DeepSeek-R1-Distill-Qwen-7B

Property	Value
Base Model	Qwen2.5-Math-7B
License	MIT License
Context Length	32,768 tokens
Paper	arXiv:2501.12948

What is DeepSeek-R1-Distill-Qwen-7B?

DeepSeek-R1-Distill-Qwen-7B is a distilled version of the larger DeepSeek-R1 model, specifically designed to maintain strong reasoning capabilities while being more accessible with only 7B parameters. It's built upon the Qwen2.5-Math-7B architecture and has been fine-tuned using carefully curated samples from DeepSeek-R1.

Implementation Details

The model leverages advanced distillation techniques to transfer reasoning patterns from the larger 671B parameter DeepSeek-R1 model. It achieves impressive performance metrics, including 55.5% pass@1 on AIME 2024 and 92.8% on MATH-500 benchmarks.

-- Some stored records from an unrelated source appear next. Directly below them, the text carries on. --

PR #2205, opened 2023-08-08
Returning score info in result Documents for SimilaritySearch and MDB ATLAS MMR Search

sdellama:
_getRelevantDocuments: Since SimilaritySearch is using by default SearchWithScore under the hood, worths including in returned documents metadata the score info. (applied same logic to MDB Atlas MMR Search)

Fixes # (2191)

### DIFF
--- a/langchain/src/vectorstores/mongodb_atlas.ts
+++ b/langchain/src/vectorstores/mongodb_atlas.ts
@@ -171,13 +171,13 @@ export class MongoDBAtlasVectorSearch extends VectorStore {
     );
 
     return mmrIndexes.map((idx) => {
-      const doc = resultDocs[idx][0];
+      const [doc, score] = resultDocs[idx];
 
       // remove embeddings if they were not requested originally
       if (!includeEmbeddingsFlag) {
         delete doc.metadata[this.embeddingKey];
       }
-      return doc;
+      return { ...doc, score };
     });
   }
 
--- a/langchain/src/vectorstores/mongodb_atlas.ts
+++ b/langchain/src/vectorstores/mongodb_atlas.ts
@@ -179,9 +179,8 @@ export class MongoDBAtlasVectorSearch extends VectorStore {
       }
       return {
         pageContent: doc?.pageContent,
-        metadata: { ...doc?.metadata, score },
+        metadata: { score, ...doc?.metadata },
       };
-      // return { ...doc, score };
     });
   }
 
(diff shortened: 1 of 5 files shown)


langchain/src/vectorstores/mongodb_atlas.ts
```diff
@@ -171,13 +171,17 @@ export class MongoDBAtlasVectorSearch extends VectorStore {
...
+      const [doc, score] = resultDocs[idx];
 
       // remove embeddings if they were not requested originally
       if (!includeEmbeddingsFlag) {
         delete doc.metadata[this.embeddingKey];
       }
-      return doc;
+      return {
+        pageContent: doc?.pageContent,
+        metadata: { ...doc?.metadata, score },
```
jacoblee93, line 182: Can you reverse this so that if there's an explicit metadata field called `score` it won't be overridden?

`metadata: { score, ...doc?.metadata },`

I think it also might be better if there were a property like `returnScores` and the metadata were populated in `similaritySearchVectorWithScore` above.

langchain/src/vectorstores/mongodb_atlas.ts
```diff
@@ -171,13 +171,17 @@ export class MongoDBAtlasVectorSearch extends VectorStore {
...
+      };
+      // return { ...doc, score };
```
jacoblee93, line 184: Remove comment

jacoblee93:
Thank you! Some small questions

langchain/src/vectorstores/mongodb_atlas.ts
sdellama: ok for the reverse.

`similaritySearchVectorWithScore` is already returning scores but with type `[Document<Record<string, any>>, number][]` . So for me would be redundant to add another flag for it. Is responsability of MMR method (since is using `similaritySearchVectorWithScore` method) to shape is own output.

sdellama:
ehi @jacoblee93 any news your side? would be great to have this within tomorrow, since on monday i have to show some results with langchain in my project ;) thanks!

jacoblee93:
Hey @sdellama - have had a bit more time to think about this and I think it could cause unintended consequences. Documents can be reinserted/retrieved, so we probably don't want to permanently populate metadata on returned docs by default on the base class.

I assume you are using this in a vectorstore retriever? If so, an easy way to do this is to subclass your own retriever - it's a pretty lightweight class:

```typescript
class VectorStoreRetrieverWithScore extends BaseRetriever {
  constructor(protected vectorstore: VectorStore) {}
  _getRelevantDocuments(query: string) {
    const docsWithScores = this.vectorstore.similaritySearchWithScore(query);
    const docs = docsWithScores.map(([doc, score]) => {
      doc.metadata = { ...doc.metadata, score };
      return doc;
    });
  }
}
```

PR #2209, opened 2023-08-08
Add consistent timeout for Vectara API calls

3eif:
Adds a timeout of 60 seconds for all calls to the Vectara API

Similar to https://github.com/langchain-ai/langchain/pull/8892


langchain/src/vectorstores/vectara.ts
```diff
@@ -58,6 +58,8 @@ export class VectaraStore extends VectorStore {
 
   private verbose: boolean;
 
+  private vectaraApiTimeout = 60;
```
jacoblee93, line 61: Nit: `vectaraApiTimeoutSeconds`?

langchain/src/vectorstores/vectara.ts
```diff
@@ -202,12 +212,12 @@ export class VectaraStore extends VectorStore {
         metadata: Record<string, unknown>;
         score: number;
       }) => [
-        new Document({
-          pageContent: response.text,
-          metadata: response.metadata,
-        }),
-        response.score,
-      ]
+          new Document({
```
jacoblee93, line 215: I think this will fail formatting - can you run `yarn format`?

jacoblee93:
Thank you! Two comments

3eif:
Thanks for the comments. I've replaced the variable name and ran the formatter.

jacoblee93:
Thank you!

Issue #2208, opened 2023-08-08
SqlToolkit ignoring database-specific prompt from SQL_Utils


willemi069808:
I was looking into enabling a new database type (SAP HANA) for the SqlDatabaseChain, similar to the changes made in PR #1169 for MSSQL.

I noticed that the database-specific coding is mainly done in the SQL Utils module ([/langchain/src/util/sql_utils.ts](https://github.com/hwchase17/langchainjs/blob/main/langchain/src/util/sql_utils.ts)), which is then used/referenced in the SqlDatabaseChain module ([langchain/src/chains/sql_db/sql_db_chain.ts](https://github.com/hwchase17/langchainjs/blob/main/langchain/src/chains/sql_db/sql_db_chain.ts)).

However, the SqlToolkit agent ([langchain/src/agents/toolkits/sql/sql.ts](https://github.com/hwchase17/langchainjs/blob/main/langchain/src/agents/toolkits/sql/sql.ts)) is only partially using/referencing these utils, and _partially hardcoding_ the 'sqlite' dialect. For example: retrieving the prompt from its own prompt file ([langchain/src/agents/toolkits/sql/prompt.ts](https://github.com/hwchase17/langchainjs/blob/main/langchain/src/agents/toolkits/sql/prompt.ts)) instead of the [getPromptTemplateFromDataSource](https://github.com/hwchase17/langchainjs/blob/main/langchain/src/util/sql_utils.ts#L280) function from Utils as is done in the SqlDatabaseChain.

Optimized for mathematical reasoning and coding tasks
Supports up to 32,768 token context length
Compatible with vLLM and SGLang deployment
Recommended temperature setting of 0.6

Core Capabilities

Strong performance in mathematical problem-solving
Advanced reasoning abilities inherited from DeepSeek-R1
Efficient coding task completion
Step-by-step reasoning capabilities

Frequently Asked Questions

Q: What makes this model unique?

This model uniquely combines the efficiency of a 7B parameter architecture with sophisticated reasoning capabilities distilled from a much larger model (671B parameters), making it particularly effective for mathematical and coding tasks while remaining computationally accessible.

Q: What are the recommended use cases?

The model excels in mathematical problem-solving, coding tasks, and situations requiring step-by-step reasoning. It's particularly suitable for applications requiring both computational efficiency and strong reasoning capabilities.